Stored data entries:
####
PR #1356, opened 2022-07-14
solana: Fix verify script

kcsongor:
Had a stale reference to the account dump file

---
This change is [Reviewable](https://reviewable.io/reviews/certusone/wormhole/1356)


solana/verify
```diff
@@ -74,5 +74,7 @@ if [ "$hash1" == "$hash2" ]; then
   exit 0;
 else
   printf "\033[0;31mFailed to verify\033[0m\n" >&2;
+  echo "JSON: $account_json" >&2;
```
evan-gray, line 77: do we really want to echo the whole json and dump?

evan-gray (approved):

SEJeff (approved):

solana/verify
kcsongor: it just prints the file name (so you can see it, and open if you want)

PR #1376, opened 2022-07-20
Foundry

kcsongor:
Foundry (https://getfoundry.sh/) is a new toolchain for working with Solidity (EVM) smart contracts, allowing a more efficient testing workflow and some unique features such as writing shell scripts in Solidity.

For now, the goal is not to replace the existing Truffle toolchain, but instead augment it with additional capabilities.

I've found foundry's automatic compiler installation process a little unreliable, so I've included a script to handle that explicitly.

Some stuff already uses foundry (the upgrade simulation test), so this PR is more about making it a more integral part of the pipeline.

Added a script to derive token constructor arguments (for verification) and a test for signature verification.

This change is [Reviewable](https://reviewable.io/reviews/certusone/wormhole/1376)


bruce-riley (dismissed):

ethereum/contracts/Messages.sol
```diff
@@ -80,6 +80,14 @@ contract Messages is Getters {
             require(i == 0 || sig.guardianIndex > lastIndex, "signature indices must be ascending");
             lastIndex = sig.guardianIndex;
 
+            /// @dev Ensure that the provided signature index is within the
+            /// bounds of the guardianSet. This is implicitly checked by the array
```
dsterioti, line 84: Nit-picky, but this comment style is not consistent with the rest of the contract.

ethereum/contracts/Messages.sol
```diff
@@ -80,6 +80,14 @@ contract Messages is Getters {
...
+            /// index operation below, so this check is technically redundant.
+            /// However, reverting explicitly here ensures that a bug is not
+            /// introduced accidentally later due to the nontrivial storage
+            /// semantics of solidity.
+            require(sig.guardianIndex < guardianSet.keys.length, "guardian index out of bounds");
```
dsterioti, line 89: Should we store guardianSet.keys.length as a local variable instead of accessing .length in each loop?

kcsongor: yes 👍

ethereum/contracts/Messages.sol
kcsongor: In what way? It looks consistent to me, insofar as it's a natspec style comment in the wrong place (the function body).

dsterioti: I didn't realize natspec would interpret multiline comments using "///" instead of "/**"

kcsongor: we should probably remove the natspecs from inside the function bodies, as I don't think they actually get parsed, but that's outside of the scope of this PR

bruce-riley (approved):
####
Task instructions — Go through the lines above and copy any that contain "bounds".

Solution for this task —
+            /// bounds of the guardianSet. This is implicitly checked by the array
+            require(sig.guardianIndex < guardianSet.keys.length, "guardian index out of bounds");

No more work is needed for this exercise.